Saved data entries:
_ _ _ _ _ _ _

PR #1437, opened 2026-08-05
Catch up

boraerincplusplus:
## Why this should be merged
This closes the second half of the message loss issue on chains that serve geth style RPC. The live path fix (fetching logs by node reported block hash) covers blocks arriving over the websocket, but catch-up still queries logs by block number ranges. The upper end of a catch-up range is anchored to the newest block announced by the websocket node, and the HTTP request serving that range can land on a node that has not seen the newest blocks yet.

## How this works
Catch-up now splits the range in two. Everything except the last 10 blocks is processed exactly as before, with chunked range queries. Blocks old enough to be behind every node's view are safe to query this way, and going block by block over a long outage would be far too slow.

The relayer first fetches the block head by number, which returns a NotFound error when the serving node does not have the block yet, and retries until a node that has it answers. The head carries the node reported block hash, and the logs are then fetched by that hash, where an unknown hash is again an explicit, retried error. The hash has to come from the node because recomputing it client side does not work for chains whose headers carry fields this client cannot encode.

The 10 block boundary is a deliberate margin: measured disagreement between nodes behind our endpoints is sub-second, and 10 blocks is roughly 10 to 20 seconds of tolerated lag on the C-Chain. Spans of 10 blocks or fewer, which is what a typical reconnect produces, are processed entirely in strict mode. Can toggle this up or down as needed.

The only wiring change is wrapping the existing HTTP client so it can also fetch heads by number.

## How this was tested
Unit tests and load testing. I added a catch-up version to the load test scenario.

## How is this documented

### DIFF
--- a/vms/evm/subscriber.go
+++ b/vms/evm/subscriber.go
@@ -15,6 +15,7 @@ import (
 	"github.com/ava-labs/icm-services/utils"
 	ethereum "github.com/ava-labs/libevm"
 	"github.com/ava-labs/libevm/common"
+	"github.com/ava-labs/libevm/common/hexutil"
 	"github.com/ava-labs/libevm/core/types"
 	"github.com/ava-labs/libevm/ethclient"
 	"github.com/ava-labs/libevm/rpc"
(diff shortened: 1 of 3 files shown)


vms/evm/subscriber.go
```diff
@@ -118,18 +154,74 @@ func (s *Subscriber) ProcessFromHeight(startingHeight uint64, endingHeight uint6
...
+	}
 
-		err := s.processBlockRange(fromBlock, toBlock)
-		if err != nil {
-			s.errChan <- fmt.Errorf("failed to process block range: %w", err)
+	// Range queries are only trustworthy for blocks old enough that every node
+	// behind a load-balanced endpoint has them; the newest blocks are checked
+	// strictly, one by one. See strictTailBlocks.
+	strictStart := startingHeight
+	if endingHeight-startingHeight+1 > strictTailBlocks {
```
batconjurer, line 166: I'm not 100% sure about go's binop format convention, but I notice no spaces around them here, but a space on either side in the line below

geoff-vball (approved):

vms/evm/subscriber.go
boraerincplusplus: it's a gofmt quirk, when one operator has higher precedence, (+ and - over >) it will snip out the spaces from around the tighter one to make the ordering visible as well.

_ _ _ _ _ _ _

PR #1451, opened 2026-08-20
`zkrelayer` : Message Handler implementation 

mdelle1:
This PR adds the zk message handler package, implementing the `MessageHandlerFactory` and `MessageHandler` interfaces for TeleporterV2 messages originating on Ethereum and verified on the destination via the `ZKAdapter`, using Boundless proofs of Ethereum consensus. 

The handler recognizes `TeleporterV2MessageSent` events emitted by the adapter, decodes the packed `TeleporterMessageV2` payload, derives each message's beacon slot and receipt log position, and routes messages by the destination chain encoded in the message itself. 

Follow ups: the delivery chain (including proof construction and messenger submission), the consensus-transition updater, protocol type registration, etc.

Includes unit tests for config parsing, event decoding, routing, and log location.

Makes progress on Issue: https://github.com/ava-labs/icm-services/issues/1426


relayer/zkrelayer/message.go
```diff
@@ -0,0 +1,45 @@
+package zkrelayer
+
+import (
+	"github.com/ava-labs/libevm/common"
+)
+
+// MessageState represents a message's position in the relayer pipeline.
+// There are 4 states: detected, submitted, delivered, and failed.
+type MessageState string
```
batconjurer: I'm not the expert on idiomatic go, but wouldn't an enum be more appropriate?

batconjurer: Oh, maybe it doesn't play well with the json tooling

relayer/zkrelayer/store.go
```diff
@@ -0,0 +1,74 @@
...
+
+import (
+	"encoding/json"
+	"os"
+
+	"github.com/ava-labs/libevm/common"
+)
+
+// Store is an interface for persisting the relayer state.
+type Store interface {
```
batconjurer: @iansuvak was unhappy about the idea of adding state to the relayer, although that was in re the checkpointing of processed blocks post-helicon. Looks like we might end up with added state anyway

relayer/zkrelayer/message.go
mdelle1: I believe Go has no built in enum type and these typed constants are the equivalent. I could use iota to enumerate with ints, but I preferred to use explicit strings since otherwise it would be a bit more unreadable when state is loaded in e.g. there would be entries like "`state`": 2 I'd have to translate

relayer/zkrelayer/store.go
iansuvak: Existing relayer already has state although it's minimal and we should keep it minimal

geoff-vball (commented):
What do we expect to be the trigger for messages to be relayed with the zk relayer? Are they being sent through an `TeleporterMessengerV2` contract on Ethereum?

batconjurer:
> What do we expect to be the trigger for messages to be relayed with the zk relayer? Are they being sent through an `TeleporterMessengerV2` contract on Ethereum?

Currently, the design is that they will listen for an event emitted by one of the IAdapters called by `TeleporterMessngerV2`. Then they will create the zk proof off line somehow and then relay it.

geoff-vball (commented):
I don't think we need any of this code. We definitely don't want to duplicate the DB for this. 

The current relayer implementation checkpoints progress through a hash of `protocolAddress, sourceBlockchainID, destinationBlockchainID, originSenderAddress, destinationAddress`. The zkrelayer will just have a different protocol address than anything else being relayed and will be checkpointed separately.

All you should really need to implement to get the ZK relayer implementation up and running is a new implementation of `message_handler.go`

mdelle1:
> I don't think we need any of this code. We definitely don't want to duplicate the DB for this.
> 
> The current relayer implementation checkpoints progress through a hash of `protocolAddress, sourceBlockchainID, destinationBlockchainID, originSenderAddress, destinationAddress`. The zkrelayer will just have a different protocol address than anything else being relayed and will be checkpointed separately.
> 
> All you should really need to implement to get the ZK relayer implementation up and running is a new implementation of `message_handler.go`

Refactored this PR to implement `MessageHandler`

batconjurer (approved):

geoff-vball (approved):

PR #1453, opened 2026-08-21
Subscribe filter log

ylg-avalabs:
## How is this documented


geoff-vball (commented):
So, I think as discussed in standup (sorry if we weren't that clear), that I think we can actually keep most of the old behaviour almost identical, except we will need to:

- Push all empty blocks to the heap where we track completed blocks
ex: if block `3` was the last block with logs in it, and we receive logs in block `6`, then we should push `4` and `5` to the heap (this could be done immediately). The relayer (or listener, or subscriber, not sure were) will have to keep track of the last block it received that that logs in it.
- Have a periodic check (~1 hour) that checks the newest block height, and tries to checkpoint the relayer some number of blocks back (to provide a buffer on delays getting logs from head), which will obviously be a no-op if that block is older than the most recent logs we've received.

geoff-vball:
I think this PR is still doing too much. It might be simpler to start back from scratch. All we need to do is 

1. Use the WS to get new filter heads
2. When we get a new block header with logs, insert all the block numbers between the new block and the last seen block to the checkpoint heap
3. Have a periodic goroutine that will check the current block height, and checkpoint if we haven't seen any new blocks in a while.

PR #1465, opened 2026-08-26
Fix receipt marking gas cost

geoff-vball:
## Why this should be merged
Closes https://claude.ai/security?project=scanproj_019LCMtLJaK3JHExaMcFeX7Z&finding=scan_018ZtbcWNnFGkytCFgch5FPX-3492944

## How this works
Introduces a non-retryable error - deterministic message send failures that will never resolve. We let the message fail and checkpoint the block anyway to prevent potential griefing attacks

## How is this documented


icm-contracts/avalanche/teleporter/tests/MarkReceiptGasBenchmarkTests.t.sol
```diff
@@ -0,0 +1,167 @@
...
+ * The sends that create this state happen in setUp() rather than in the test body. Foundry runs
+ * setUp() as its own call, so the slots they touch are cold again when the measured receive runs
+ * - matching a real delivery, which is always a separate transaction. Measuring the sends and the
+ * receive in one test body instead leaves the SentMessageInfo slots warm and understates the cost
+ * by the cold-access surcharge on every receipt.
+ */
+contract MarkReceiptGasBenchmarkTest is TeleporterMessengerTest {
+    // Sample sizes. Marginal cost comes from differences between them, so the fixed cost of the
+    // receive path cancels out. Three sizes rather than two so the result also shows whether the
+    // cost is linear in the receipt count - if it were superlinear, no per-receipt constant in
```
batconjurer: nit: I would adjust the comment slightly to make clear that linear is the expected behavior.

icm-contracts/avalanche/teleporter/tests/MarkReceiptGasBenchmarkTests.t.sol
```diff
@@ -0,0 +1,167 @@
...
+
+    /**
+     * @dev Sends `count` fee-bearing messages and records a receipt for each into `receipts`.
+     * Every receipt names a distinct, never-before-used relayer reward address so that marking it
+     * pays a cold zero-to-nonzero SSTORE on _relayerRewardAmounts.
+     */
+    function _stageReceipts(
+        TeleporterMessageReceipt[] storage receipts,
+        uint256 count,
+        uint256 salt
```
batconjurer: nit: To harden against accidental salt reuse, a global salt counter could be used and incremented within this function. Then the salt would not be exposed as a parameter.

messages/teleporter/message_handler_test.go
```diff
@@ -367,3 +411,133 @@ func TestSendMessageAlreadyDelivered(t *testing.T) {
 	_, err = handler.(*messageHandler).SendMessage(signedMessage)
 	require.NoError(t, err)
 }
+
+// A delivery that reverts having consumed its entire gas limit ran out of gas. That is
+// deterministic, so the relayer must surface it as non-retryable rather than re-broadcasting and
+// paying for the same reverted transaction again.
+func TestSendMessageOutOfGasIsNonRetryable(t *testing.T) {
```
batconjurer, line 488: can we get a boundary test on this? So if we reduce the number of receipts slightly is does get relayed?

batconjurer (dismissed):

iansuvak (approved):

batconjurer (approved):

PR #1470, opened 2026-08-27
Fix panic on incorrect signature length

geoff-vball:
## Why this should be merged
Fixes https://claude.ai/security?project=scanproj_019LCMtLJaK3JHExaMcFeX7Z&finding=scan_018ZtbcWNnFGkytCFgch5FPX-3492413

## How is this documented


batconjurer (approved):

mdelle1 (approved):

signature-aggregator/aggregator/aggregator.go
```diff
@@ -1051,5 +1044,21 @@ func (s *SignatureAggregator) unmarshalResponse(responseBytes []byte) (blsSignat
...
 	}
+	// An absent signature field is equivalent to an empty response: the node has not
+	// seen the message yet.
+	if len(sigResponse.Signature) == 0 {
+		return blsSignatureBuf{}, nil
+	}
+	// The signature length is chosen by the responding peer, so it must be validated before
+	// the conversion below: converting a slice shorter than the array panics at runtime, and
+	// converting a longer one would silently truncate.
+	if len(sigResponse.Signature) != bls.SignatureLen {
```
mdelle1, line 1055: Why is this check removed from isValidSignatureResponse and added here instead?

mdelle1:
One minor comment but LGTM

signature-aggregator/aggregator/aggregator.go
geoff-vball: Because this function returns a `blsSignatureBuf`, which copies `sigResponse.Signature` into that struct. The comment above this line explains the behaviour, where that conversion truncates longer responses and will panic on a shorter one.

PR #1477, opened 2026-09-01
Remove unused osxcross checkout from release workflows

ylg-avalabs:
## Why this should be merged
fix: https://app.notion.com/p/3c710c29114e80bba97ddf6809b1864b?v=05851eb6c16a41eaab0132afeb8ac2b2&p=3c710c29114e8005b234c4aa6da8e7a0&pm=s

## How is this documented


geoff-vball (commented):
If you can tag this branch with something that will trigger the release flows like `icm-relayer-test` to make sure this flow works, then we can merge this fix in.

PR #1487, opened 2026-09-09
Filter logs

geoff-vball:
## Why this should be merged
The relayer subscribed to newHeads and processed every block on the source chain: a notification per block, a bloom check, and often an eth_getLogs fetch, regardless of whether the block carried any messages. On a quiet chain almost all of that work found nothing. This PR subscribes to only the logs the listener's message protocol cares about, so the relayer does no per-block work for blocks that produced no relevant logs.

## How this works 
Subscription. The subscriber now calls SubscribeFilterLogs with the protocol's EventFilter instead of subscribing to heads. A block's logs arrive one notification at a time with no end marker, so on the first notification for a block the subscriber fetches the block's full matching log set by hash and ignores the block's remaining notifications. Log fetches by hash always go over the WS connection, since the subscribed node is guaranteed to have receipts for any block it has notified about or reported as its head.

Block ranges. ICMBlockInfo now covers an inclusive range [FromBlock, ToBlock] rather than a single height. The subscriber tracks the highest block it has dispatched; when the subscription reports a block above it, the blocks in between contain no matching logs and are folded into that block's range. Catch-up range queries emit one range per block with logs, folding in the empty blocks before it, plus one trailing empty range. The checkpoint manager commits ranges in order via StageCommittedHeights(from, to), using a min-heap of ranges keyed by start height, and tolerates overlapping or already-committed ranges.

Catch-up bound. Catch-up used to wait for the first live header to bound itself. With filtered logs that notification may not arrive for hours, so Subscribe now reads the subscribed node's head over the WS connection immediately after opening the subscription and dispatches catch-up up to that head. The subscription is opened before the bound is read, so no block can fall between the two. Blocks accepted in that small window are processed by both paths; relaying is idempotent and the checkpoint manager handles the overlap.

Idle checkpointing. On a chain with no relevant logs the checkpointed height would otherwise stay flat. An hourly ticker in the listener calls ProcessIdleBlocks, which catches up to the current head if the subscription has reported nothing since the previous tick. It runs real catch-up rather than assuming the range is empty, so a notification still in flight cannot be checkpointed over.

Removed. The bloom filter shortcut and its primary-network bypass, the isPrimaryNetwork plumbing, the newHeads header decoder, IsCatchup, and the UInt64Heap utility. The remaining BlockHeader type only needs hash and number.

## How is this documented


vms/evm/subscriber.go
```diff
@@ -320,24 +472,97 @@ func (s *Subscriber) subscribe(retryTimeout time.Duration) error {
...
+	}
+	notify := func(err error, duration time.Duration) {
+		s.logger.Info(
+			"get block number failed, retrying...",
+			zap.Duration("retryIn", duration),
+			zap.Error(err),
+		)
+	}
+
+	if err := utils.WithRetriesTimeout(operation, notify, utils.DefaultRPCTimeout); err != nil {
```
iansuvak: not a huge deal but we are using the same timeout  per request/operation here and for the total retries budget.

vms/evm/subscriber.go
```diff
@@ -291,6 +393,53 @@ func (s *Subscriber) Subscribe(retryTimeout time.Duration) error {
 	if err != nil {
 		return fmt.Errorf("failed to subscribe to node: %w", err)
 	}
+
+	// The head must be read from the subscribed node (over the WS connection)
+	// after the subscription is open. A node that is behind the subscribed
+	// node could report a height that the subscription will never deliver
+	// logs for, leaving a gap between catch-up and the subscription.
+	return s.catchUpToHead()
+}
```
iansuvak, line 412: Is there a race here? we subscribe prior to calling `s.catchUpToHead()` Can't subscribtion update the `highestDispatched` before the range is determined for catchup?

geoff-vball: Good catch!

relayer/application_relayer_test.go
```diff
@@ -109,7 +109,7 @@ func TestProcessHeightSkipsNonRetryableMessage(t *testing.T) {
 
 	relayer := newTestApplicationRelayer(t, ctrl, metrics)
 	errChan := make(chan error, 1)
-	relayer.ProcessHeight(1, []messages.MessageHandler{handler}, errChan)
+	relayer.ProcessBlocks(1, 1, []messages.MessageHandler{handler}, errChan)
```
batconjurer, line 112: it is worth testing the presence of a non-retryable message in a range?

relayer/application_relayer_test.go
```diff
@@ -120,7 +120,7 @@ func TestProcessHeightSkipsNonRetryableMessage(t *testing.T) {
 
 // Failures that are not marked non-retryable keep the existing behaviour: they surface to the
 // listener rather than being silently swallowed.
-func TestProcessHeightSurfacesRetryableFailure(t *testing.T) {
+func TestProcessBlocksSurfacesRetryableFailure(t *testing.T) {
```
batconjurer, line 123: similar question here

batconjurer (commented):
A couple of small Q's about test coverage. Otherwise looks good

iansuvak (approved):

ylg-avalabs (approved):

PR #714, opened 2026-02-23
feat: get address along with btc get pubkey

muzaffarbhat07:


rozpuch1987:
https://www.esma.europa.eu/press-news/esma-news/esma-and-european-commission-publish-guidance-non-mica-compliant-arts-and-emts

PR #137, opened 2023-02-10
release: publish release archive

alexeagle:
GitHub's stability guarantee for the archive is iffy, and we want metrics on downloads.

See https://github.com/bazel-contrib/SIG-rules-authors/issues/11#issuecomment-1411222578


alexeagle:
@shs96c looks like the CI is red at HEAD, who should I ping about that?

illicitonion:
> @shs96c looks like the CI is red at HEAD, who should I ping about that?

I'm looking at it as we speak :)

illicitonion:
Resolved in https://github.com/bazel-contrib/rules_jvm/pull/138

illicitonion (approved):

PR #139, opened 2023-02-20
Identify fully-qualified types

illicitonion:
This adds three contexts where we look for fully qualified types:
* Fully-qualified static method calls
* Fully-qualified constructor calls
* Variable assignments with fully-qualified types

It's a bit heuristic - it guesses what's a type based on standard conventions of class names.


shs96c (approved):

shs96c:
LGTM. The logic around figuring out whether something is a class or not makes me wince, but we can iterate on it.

_ _ _ _ _ _ _

# AIM OF THE TASK
Both end lines included, restate word for word the lines above from the line with "PR #1437, opened 2026-08-05" to the line with "Catch-up now splits", and nothing else.

# ANSWER BELOW
PR #1437, opened 2026-08-05
Catch up

boraerincplusplus:
## Why this should be merged
This closes the second half of the message loss issue on chains that serve geth style RPC. The live path fix (fetching logs by node reported block hash) covers blocks arriving over the websocket, but catch-up still queries logs by block number ranges. The upper end of a catch-up range is anchored to the newest block announced by the websocket node, and the HTTP request serving that range can land on a node that has not seen the newest blocks yet.

## How this works
Catch-up now splits the range in two. Everything except the last 10 blocks is processed exactly as before, with chunked range queries. Blocks old enough to be behind every node's view are safe to query this way, and going block by block over a long outage would be far too slow.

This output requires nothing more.